The project format and details will certainly evolve, but rather than plan that all out, I want to dive in and get started. So without further ado, here’s…

Control of the Week: Apple-Style SlidingPagesWithDots

SlidingPagesWithDots presents its content as a horizontal sequence of pages in which navigation between pages shows a sliding animation. The classic representation of this control is found in the iOS app launcher:

iPhone Standard Launch Screen

Key aspects

In a touch screen implementation like the one above, the user swipes left and right to navigate the pages. Apple’s store also uses this device in the “hero” element of a product page (e.g., the MacBook Air page) to rotate between product shots:

Apple Store Sliding Pages

Here the pages automatically rotate once through on a timer; the user can also click a dot to navigate to a specific page.

Implementation

Since iOS doesn’t (yet) make swiping easy to implement, for the implementation I’ve focused on the Apple Store-style example. The control renders each child as a separate page, so their visual treatment and behavior is completely open. The dots can be replaced with custom controls. A subclass of SlidingPagesWithDots called RotatingPagesWithDots adds the Apple Store rotation behavior; the rotation interval can be customized.
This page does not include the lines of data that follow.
PR #922, opened 2026-07-04
test(ios-readplace): backfill untested logic seams and ratchet coverage

FagnerMartinsBrack:
> Stacked on #921 (base = `ios/share-extension-testable`). Review/merge after it.

## Purpose

Several logic seams had error/edge paths with **no coverage** — the kind of gaps that surface as a silent regression. E3 covers them and ratchets the coverage floors up (the gate PR #920 seeded them at today's numbers).

## What got covered (and the floors raised)

| File | Before | After | New coverage |
|---|---|---|---|
| `OAuthService` | 90% | **98%** | malformed 200 body → `.malformedResponse`; 200 without `refresh_token` → `.malformedResponse`; refresh with no stored token → `.noRefreshToken` (no request made); revoke with no token → skips the network, still clears |
| `KeychainTokenStorage` | 57% | **98%** | a real **simulator-keychain round trip** through the production path (add / read / update / remove, key isolation) — the `UserDefaults` double never exercised the Keychain code |
| `TokenStore` | 85% | **99%** | extracted the embedded-provisioning-profile parsing into a pure `parseAppGroupId(fromProvisioningProfile:)` and covered it with fixtures (valid, no plist, no app-group entitlement, empty array); only the `Bundle.main` read stays untested |
| `ReadingListViewModel` | 94% | **95%** | a 401 whose refresh also fails routes to the logout callback with **no** error banner; a collection warning populates `warningText` |
| `AppSession` (completeSignIn) | 79% | **83%** | a callback carrying `error=` is denied; a callback with no `code` is `.missingCode`; a failed code exchange surfaces as a failure — none logging in |

The one production change is the `parseAppGroupId` extraction (behaviour-preserving) so the profile parsing is unit-testable without a real `Bundle.main`.

## Still deferred (noted for a later ratchet)
`HTMLCaptor`'s WKWebView state machine and the reader `htmx` JS detector remain in the OS-boundary exclusions — covering them needs a `JSContext`/WebKit harness, a larger change than this backfill. `AppSession` is at 83% (the remaining lines are the concurrent WebKit-wipe logout choreography).

## Testing
Full suite green with the gate active (**242 tests**, +15; `iOS coverage gate passed: 21 files at or above floor, 9 excluded`), plus the STAGING smoke pass.

### DIFF
--- a/projects/ios-readplace/Shared/TokenStore.swift
+++ b/projects/ios-readplace/Shared/TokenStore.swift
@@ -61,10 +61,23 @@ struct TokenStore {
 		guard
 			let url = Bundle.main.url(forResource: "embedded", withExtension: "mobileprovision"),
 			let data = try? Data(contentsOf: url),
+			let group = parseAppGroupId(fromProvisioningProfile: data)
+		else { return AppConfig.appGroupId }
+		return group
+	}()
+
+	/// Extracts the first application-group entitlement from an embedded
+	/// `.mobileprovision` blob, or nil when it can't be read. The profile is a
+	/// CMS-signed container with a plist inside; the signature isn't verified here
+	/// (the OS already did at install), so this just scans out the `<?xml…</plist>`
+	/// slice and reads the entitlement. Pulled out of `resolvedAppGroupId` so the
+	/// parsing is unit-testable without a real `Bundle.main`.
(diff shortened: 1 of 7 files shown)


FagnerMartinsBrack:

PR #924, opened 2026-07-04
test(ios-readplace): extract per-item routing and web 4xx policy into tested seams

FagnerMartinsBrack:
> Stacked on #923 (base = `ios/test-quality`). Review/merge after it.

## Purpose

Two behavioural decisions lived inside SwiftUI/WebKit glue with **no unit-test seam**, unlike their already-extracted twins (`ToolbarRoute`, `HTMLCaptor.navigationResponseDecision`). This extracts them into pure, gated values, leaving the views with only their effect/plumbing.

## What changed & the value

- **`ItemRoute`** lifts the per-item routing out of `ReadingListView.activate`: a link **opens**, a destructive action **confirms**, any other action **invokes**. The contract-relevant behaviours — a link-only item control opens rather than being silently dropped, and a destructive control never invokes without a confirmation — are now unit-tested without standing up a view. Mirrors `ToolbarRoute` exactly.
- **`WebResponsePolicy`** lifts the "a 4xx/5xx status is a failure" rule out of the `WebPageView` navigation delegate. WKWebView delivers error statuses through `didFinish` (not `didFail`), so the web view would otherwise paint the server's error body; the policy is tested at the **399/400 boundary**.

Both new files are gated at **100%** (the coverage gate requires a new logic file to be fully covered); `ReadingListView` and `WebPageView` keep only their effect/plumbing and stay in the OS-boundary exclusions.

## Testing
Full suite green with the gate (**249 tests**, +7; `iOS coverage gate passed: 23 files at or above floor, 9 excluded`), plus the STAGING smoke pass.

### DIFF
--- a/projects/hutch/src/runtime/web/api/collection-siren.test.ts
+++ b/projects/hutch/src/runtime/web/api/collection-siren.test.ts
@@ -258,6 +258,21 @@ describe("toArticleCollectionEntity", () => {
 		expect(saveArticlesAction?.fields?.map((f) => f.name)).toEqual(["manifest", "content"]);
 	});
 
+	it("advertises a create-session action so a client discovers the reader session mint", () => {
+		const result: FindArticlesResult = {
+			articles: [],
+			total: 0,
+			page: 1,
+			pageSize: 20,
+		};
+
+		const entity = toArticleCollectionEntity(result, {});
+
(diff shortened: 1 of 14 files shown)


FagnerMartinsBrack:

PR #926, opened 2026-07-04
feat(hutch,ios): emit an explicit read-state so the client stops hard-coding "read"

FagnerMartinsBrack:
> Stacked on #925 (base = `ios/discover-session-action`). Review/merge after it. **Server + client**, additive/non-breaking — deploy either order.

## Purpose

The iOS client derived an article's read indicator from the **status vocabulary** — `isRead = status == "read" || readAt != nil` — a domain literal baked into the client. It goes stale the moment the server's status vocabulary evolves (an `archived` state that's also "read", or keeping `readAt` after a mark-unread), leaving the checkmark disagreeing with server truth. Two explicit tests pinned the dual-signal derivation, so this couldn't be fixed client-only without a server signal — which is why it was split out of the earlier client-only PR.

## What changed & the value

- **Server** (`article-siren.ts`): emit an explicit `isRead` boolean property on the article entity (the value it already computes for the toggle label). Read-state is now **server-authored**, one property.
- **Client**: render read-state from the server's `isRead` when present, falling back to the old `status`/`readAt` derivation only for an **older server** that doesn't emit it (App Store back-compat). Once the server is deployed the fallback never runs.

The property is additive: an older client ignores it, a newer client prefers it. No breaking change.

## Scope note
The optimistic row-removal prediction on swipe-mark-read (`removesItemFromUnreadList`) still reads the `update-status` field value — that path is the client-side optimistic synthesis that was **deliberately kept** (it's not the read-state *rendering* this PR targets), so its literal is intentionally out of scope here.

## Testing
- Server: `article-siren` / `collection-siren` suites green (incl. new `isRead` assertions and the updated exact-property-key lists); 508 article/route/view tests pass; `pnpm check` passes.
- Client: full iOS suite green (**253 tests**) — the server `isRead` overrides the status literal in both directions, and the fallback derivation still holds when the server omits it; coverage gate + STAGING smoke pass.

### DIFF
--- a/projects/hutch/src/runtime/web/api/article-siren.test.ts
+++ b/projects/hutch/src/runtime/web/api/article-siren.test.ts
@@ -51,6 +51,7 @@ describe("toArticleSubEntity", () => {
 				status: "unread",
 				savedAt: "2026-03-04T10:00:00.000Z",
 				readAt: null,
+				isRead: false,
 			},
 			links: [
 				{ rel: ["read"], title: "Read", href: `/queue/${ARTICLE_ID}/view` },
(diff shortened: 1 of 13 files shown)


FagnerMartinsBrack:

PR #927, opened 2026-07-04
feat(hutch,ios): make the iOS app a generic hypermedia client + coverage gate (consolidated)

FagnerMartinsBrack:
Consolidates what were 9 stacked PRs (#919–#927) into **one PR targeting `main`** so CI runs and the whole thing is independently deployable. They were stacked because the changes share 14 files and form a dependency chain (everything builds on the base client refactor; the coverage work shares one baseline file), so they can't be separated into independent `main`-targeting PRs without cumulative diffs — they need coordination, hence one PR. The branch is merged up to current `main`; future drift is left to the conflict-resolver.

This makes the iOS app behave as a **generic hypermedia client** — it knows only the entry point, the Siren media type, and the action names / link rels it supports, and discovers or tolerates everything else — and closes the coverage/testability gaps a review found. Server changes are additive and non-breaking.

---

## 1. Client contract fixes — stop hard-coding server internals

- **Inject all bootstrap cookies (A4).** The reader session mint selected the cookie by the hard-coded name `hutch_sid`; now the client forwards *every* cookie the `/auth/session` response set and scrubs sign-out by server host. A server cookie rename no longer breaks the reader.
- **Re-read on a reader status change (B1).** `update-status` is a server toggle; the client used to infer "read" from a status POST and drop the row. It now re-reads the collection and adopts the server's truth, so a toggle back to unread no longer wrongly removes the item.
- **Tolerate an evolving warning (C1).** A collection `warning` decoded atomically with a required `code` the client never reads; dropping/renaming `code` would blank the whole page. Now `code` is optional and the warning decodes leniently → degrades to no banner.
- **Structural-rel safety (C2).** A link is excluded from controls when **any** of its rels is structural, not just the first — a multi-rel `["alternate","next"]` can't render as a control while also driving pagination.
- **Item semantic links (C3).** The row surfaces every non-structural, non-`read` entity link as a control, so a future item link (e.g. `share`) renders instead of being discarded.
- **Comment de-coupling (D).** Removed comments that named concrete routes/methods/symbols (`/queue`, `/auth/session`, `/oauth/token`, `SESSION_COOKIE_NAME`, `isFile`, `/login`, `/signup`) — they rot silently and reintroduce the URL coupling the contract removes.

## 2. Coverage & testability

- **A per-file coverage gate (E1).** `make test` now runs with `-enableCodeCoverage` and fails below a per-file floor (`scripts/check-coverage.py` + `coverage-baseline.json`) — the iOS suite previously ran with no coverage measurement at all. It's a ratchet: pure SwiftUI views and WebKit/OS-boundary glue are excluded; every other file must stay at or above its floor; a new logic file must be 100%.
- **Share Extension made testable (E2).** `ShareURLExtractor` moved into `Shared/` (with an item-list core tests can drive), and the outcome→status mapping extracted into a pure `ShareStatusPresentation` — both previously uncoverable in the extension-only target.
- **Untested seams backfilled (E3).** Keychain 57→98%, TokenStore 85→99% (extracted `parseAppGroupId`), plus OAuth malformed/refresh/revoke branches, `completeSignIn` error paths, and the VM 401→logout route.
- **Exact-value assertions (E4).** Replaced `XCTAssertNotNil`/negative assertions on dates, the PKCE challenge, and host pins with assertions that pin the actual value.
- **View decisions extracted (E5).** `ItemRoute` (per-item routing) and `WebResponsePolicy` (4xx handling) lifted out of the SwiftUI/WebKit glue into pure, gated seams.

## 3. Server-coordinated hypermedia fixes (server + client, additive)

- **Discover the session-mint action (A2).** Server advertises a `create-session` action on the collection; the client follows its href/method instead of hard-coding `POST /auth/session`, falling back to the fixed path for an older server.
- **Explicit read-state (B3).** Server emits an `isRead` boolean on the article; the client renders from it instead of hard-coding the `"read"` status literal, falling back to the status/`readAt` derivation only when the server omits it.
- **Server-owned reader bridge (B2).** The chromeless reader now posts the `markedRead` message to the WKWebView itself (guarded so it's inert in a browser); the app injects no script and no longer sniffs the front-end's htmx internals. `readplaceReader`/`markedRead` is the stable contract.

---

## Deploy notes
All server changes are additive/non-breaking (a client without a handler skips them). A2/B3 deploy in either order with the client; B2's server change should land before the app build that depends on it. Nothing invalidates existing installs.

## Testing
- **iOS:** full XCTest suite green (**255 tests**), per-file coverage gate passes (23 files gated, 9 view/OS-boundary excluded), STAGING smoke passes — validated locally exactly as CI runs `make test`.
- **Server:** the `collection-siren`, `article-siren`, and `queue.reader-platform` suites pass (incl. the new `create-session`, `isRead`, and reader-bridge assertions). Full `pnpm check` runs in CI.
- **Manual:** the reader-sheet mark-read close can't be unit-tested (live WKWebView + htmx) — please smoke-test "mark as read from inside the reader closes the sheet and drops the row" on a device/simulator before merge.

Supersedes and closes #919–#926.

### DIFF
--- a/projects/hutch/src/runtime/web/api/article-siren.test.ts
+++ b/projects/hutch/src/runtime/web/api/article-siren.test.ts
@@ -51,6 +51,7 @@ describe("toArticleSubEntity", () => {
 				status: "unread",
 				savedAt: "2026-03-04T10:00:00.000Z",
 				readAt: null,
+				isRead: false,
 			},
 			links: [
 				{ rel: ["read"], title: "Read", href: `/queue/${ARTICLE_ID}/view` },
@@ -72,6 +73,15 @@ describe("toArticleSubEntity", () => {
 		const subEntity = toArticleSubEntity(makeArticle());
 		const deleteAction = subEntity.actions?.find((a) => a.name === "delete");
 		expect(deleteAction).toBeUndefined();
+	});
+
+	it("emits isRead as an explicit boolean reflecting the read status", () => {
+		expect(toArticleSubEntity(makeArticle({ status: "unread" })).properties?.isRead).toBe(false);
+		expect(
+			toArticleSubEntity(
+				makeArticle({ status: "read", readAt: new Date("2026-03-04T12:00:00.000Z") }),
+			).properties?.isRead,
+		).toBe(true);
 	});
 
 	it("toggles an unread item to a server-driven Mark as read with the target value", () => {
--- a/projects/hutch/src/runtime/web/api/article-siren.ts
+++ b/projects/hutch/src/runtime/web/api/article-siren.ts
@@ -25,6 +25,10 @@ export function toArticleSubEntity(article: SavedArticle): SirenSubEntity {
 			status: article.status,
 			savedAt: article.savedAt.toISOString(),
 			readAt: article.readAt?.toISOString() ?? null,
+			// An explicit presentational read-state so a client renders the read
+			// indicator from one server-authored boolean rather than re-deriving it
+			// from the `status` vocabulary it would otherwise have to hard-code.
+			isRead,
 		},
 		links,
 		actions: [
--- a/projects/hutch/src/runtime/web/api/collection-siren.test.ts
+++ b/projects/hutch/src/runtime/web/api/collection-siren.test.ts
@@ -259,6 +259,21 @@ describe("toArticleCollectionEntity", () => {
 		expect(saveArticlesAction?.fields?.map((f) => f.name)).toEqual(["manifest", "content"]);
 	});
 
+	it("advertises a create-session action so a client discovers the reader session mint", () => {
+		const result: FindArticlesResult = {
+			articles: [],
+			total: 0,
+			page: 1,
+			pageSize: 20,
+		};
+
+		const entity = toArticleCollectionEntity(result, {});
+
+		const sessionAction = entity.actions?.find((a) => a.name === "create-session");
+		expect(sessionAction?.href).toBe("/auth/session");
+		expect(sessionAction?.method).toBe("POST");
+	});
+
 	it("includes search action with filter fields", () => {
 		const result: FindArticlesResult = {
 			articles: [],
--- a/projects/hutch/src/runtime/web/api/collection-siren.test.ts
+++ b/projects/hutch/src/runtime/web/api/collection-siren.test.ts
@@ -95,6 +95,7 @@ describe("toArticleCollectionEntity", () => {
 			"status",
 			"savedAt",
 			"readAt",
+			"isRead",
 		]);
 	});
 
--- a/projects/hutch/src/runtime/web/api/collection-siren.ts
+++ b/projects/hutch/src/runtime/web/api/collection-siren.ts
@@ -138,6 +138,17 @@ export function toArticleCollectionEntity(
 					{ name: "url", type: "url" },
 				],
 			},
+			// Mints a browser session cookie from the bearer token so a client's
+			// in-app reader can load the cookie-authenticated reader page. Advertised
+			// (rather than the client hard-coding the route + method) so it can move
+			// without a client release; a client that doesn't open an in-app reader
+			// simply skips it. No fields: the route reads the bearer from the
+			// Authorization header.
+			{
+				name: "create-session",
+				href: "/auth/session",
+				method: "POST",
+			},
 		],
 	};
 }
--- a/projects/hutch/src/runtime/web/pages/queue/queue.page.ts
+++ b/projects/hutch/src/runtime/web/pages/queue/queue.page.ts
@@ -297,6 +297,37 @@ const APP_BACK_LINK = {
 	label: "← Back to queue",
 } as const;
 
+/** Server-authored bridge for the iOS in-app reader: when the reader's mark-read
+ * htmx request completes, tell the WKWebView so the native app closes the sheet
+ * and reconciles its list. Guarded on the WKWebView message handler, so it is inert
+ * in a normal browser that renders this same reader. Keeping the htmx detail here —
+ * rather than injected by the app — keeps the htmx coupling on the server that owns
+ * htmx; the app only registers the `readplaceReader` handler and reacts to the
+ * `markedRead` message, with no knowledge of the front-end's event shape. */
+const READER_MARK_READ_BRIDGE_SCRIPT = `<script>
+(function () {
+	var handlers = window.webkit && window.webkit.messageHandlers;
+	if (!handlers || !handlers.readplaceReader) { return; }
+	function hasStatusField(params) {
+		if (!params) { return false; }
+		if (typeof params.has === "function") { return params.has("status"); }
+		if (typeof params.get === "function") { return params.get("status") != null; }
+		return Object.prototype.hasOwnProperty.call(params, "status");
+	}
+	function isStatusChange(detail) {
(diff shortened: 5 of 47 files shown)


FagnerMartinsBrack:

## Context
- **Attempt**: 1 of 5
- **Run ID**: 28744046986
- **PR**: #927
- **Branch**: ios/server-reader-signal

## Failed Jobs

FagnerMartinsBrack:

## Context
- **PR**: #927
- **Branch**: ios/server-reader-signal

FagnerMartinsBrack:

## Context
- **Attempt**: 2 of 5
- **Run ID**: 28866941942
- **PR**: #927
- **Branch**: ios/server-reader-signal

## Failed Jobs

FagnerMartinsBrack:
Rebased `ios/server-reader-signal` onto latest `origin/main` (force-with-lease). The two prior merge-from-main commits were linearised, as expected.

Conflicts resolved (all reproducing the PR's own authoritative resolution from the pre-rebase merge tip, since `origin/main` had not touched these Swift sources since the old base):

- `projects/ios-readplace/App/ReadingListViewModel.swift` — kept B1 (`readerStatusChanged()` re-reads and adopts server truth) and pointed it at main's renamed `reloadAndAdopt()` helper (was `convergeWithServer`); removed main's optimistic `readerMarkedRead(id:)`/`readerDroppedId` mechanism that B1 replaces; simplified `handleWebSheetDismissal()` to drop the `readerDroppedId` bookkeeping (it already re-reads and adopts).
- `projects/ios-readplace/App/ReadingListView.swift` — `onMarkedRead` now calls `readerStatusChanged()` instead of the removed `readerMarkedRead(id:)`.
- `projects/ios-readplace/Tests/ReadingListViewModelTests.swift` — dropped the two now-obsolete `readerMarkedRead` tests, kept the single `testReaderStatusChanged…` B1 test; main's three account-deletion web-sheet-dismissal tests are retained.
- `projects/ios-readplace/Tests/SignupFlowTests.swift` — in `testChromeURLForHTTPSRewritesSchemeToGoogleChrome`, kept main's version (host asserted as the literal `readplace.com`, plus its scheme-assertion message): the input URL is hardcoded and `chromeURLForHTTPS` only rewrites the scheme, so the AppConfig-derived host from the PR's env-agnostic pass would be a false assertion here. The PR's `AppConfig.serverBaseURL`-derived host still applies to the config-derived tests.

The final rebased Swift sources/tests are byte-identical to the pre-rebase tip. `pnpm check` passes (37 projects, 52 tasks). Note: iOS Swift/XCTest coverage is validated by the separate ios-tests CI job, not by `pnpm check`.

FagnerMartinsBrack:

## Context
- **Attempt**: 3 of 5
- **Run ID**: 29010654357
- **PR**: #927
- **Branch**: ios/server-reader-signal

## Failed Jobs

FagnerMartinsBrack:

## Context
- **PR**: #927
- **Commit**: 995c5a9318f144f83cfd91950ae2d944093027f6

FagnerMartinsBrack:
Resolved without any gate change — CI is green (`ios-tests` + `web-tests` pass on 995c5a93).

The approval the CI fixer was blocked on (attempts 1–3) turned out to be unnecessary: all four files were lifted above their floors by raising real coverage, and `coverage-baseline.json` is untouched.

| File | CI before | Now | How |
|---|---|---|---|
| `SaveSharedPage.swift` | 91% < 93 | 98% | test for the generic `catch → .failed` path (undecodable queue body, no save attempted) |
| `ShareURLExtractor.swift` | 95% < 96 | 100% | the deterministic gaps were the nil-context overload + an `?? []` autoclosure (not the simulator-dependent coercion the fixer suspected); extracted a pure `coerceURL(from:)` seam + 4 tests — 100% on any simulator |
| `WebDialog.swift` | 47% < 100 | 100% | moved the `UIAlertController` glue into `ReaderWebView.swift`, its only caller and an already-excluded WKWebView boundary; the pure mapping stays measured |
| `LoginView.swift` | 88% < 91 | 97% | not "missed from excluded" — the floor was deliberately seeded; instead injected `session` + the `WebAuthFlow` factory (the `ReadingListView` precedent) so `startLogin`/`startSignup` are directly tested, incl. that Login vs Sign up start the correct authorize request |

Validated locally with the exact CI sequence (`make test`: 270 tests, 0 failures, gate + staging smoke pass) on the iOS 26.5 runtime before pushing. Follow-up candidates, deliberately not done here: ratchet the four floors up once a few CI runs confirm stability, and backfill direct tests for the C1/C2/C3 tolerance paths.

FagnerMartinsBrack:

None found

## Medium Priority Issues

None found

## Low Priority Suggestions

### 1. `sessionCookies` reads a superset of "cookies this response set" — align the doc comment (or filter)

`ReadplaceAPI.sessionCookies(from:url:)` has two paths that return different sets:

```swift
private func sessionCookies(from response: HTTPURLResponse, url: URL) -> [HTTPCookie] {
	if let stored = session.configuration.httpCookieStorage?.cookies(for: url), !stored.isEmpty {
		return stored   // every cookie in the jar scoped to this URL
	}
	guard let headers = response.allHeaderFields as? [String: String] else { return [] }
	return HTTPCookie.cookies(withResponseHeaderFields: headers, for: url)   // only THIS response's cookies
}
```

The store path returns **every** cookie in the session's jar scoped to `url`, which is a superset of "every cookie the bootstrap response set" (the doc comment's wording, and exactly what the header fallback returns). For the isolated ephemeral jar this is harmless — and arguably more correct for reader auth, since all cookies are same-host — but the two branches aren't equivalent, and the header fallback is what any test exercising a non-populated store will hit. Consider either narrowing the store path to the response's `Set-Cookie` names for parity, or adjusting the comment to say "every cookie in the session jar for this URL" so the intent is unambiguous. Not a bug; only a documentation/behaviour-parity nuance. [Fix this →](https://claude.ai/code?q=In%20projects%2Fios-readplace%2FShared%2FReadplaceAPI.swift%2C%20reconcile%20sessionCookies%20store-path%20%28returns%20all%20jar%20cookies%20for%20the%20URL%29%20with%20the%20header%20fallback%20%28only%20this%20response%27s%20cookies%29%20and%20the%20doc%20comment%20that%20says%20%22every%20cookie%20the%20response%20set%22&repo=Readplace/readplace.com)

### 2. `check-coverage.py` keys files by basename — latent collision could mask a regression

`measured_files()` keys the coverage map by `f.get("name")` (a basename) and merges duplicates with `max()`:

```python
best[name] = max(best.get(name, 0.0), cov)
```

This is intentional for a `Shared/` file compiled into both the app and extension targets. But it means if two source files with the **same basename** in different directories ever coexist, the gate silently takes the higher coverage of the two, which could hide a low-coverage file behind a well-covered namesake. No duplicate basenames exist today (verified), so this is latent, not active — but this gate is meant to be load-bearing, so keying by relative path (or asserting basename uniqueness among non-`Shared` files) would harden it against a future footgun. [Fix this →](https://claude.ai/code?q=In%20projects%2Fios-readplace%2Fscripts%2Fcheck-coverage.py%2C%20harden%20measured_files%20against%20same-basename%20source%20files%20in%20different%20directories%20being%20merged%20via%20max%28%29%20-%20key%20by%20path%20or%20assert%20basename%20uniqueness&repo=Readplace/readplace.com)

As will likely become a common theme, getting this to work in Mozilla and WebKit was straightforward, and getting it to work in IE9 wasn’t too bad. Getting it to work in IE8 was an enormous pain that necessitated fixing some optimistic assumptions deep in the QuickUI framework. Furthermore, IE8's lack of border-radius support means that the circular “dots” will degrade to squares. This could be addressed by falling back to a sprited image on IE8, but as I’d already spent more time than I’d intended on IE8, I’ve punted on that for now.

Usage notes

This control seems useful for showing a small set of, say, 3-7 pages. The sliding animation is nice, but for high-frequency tasks could become annoying. The automatic rotation could be distracting in any situation where the user is forced to perform a task while the animation is playing. It seems more appropriate for, say, a site’s home page, where it could be used to temporarily highlight content in the hopes of showing something that interests the user.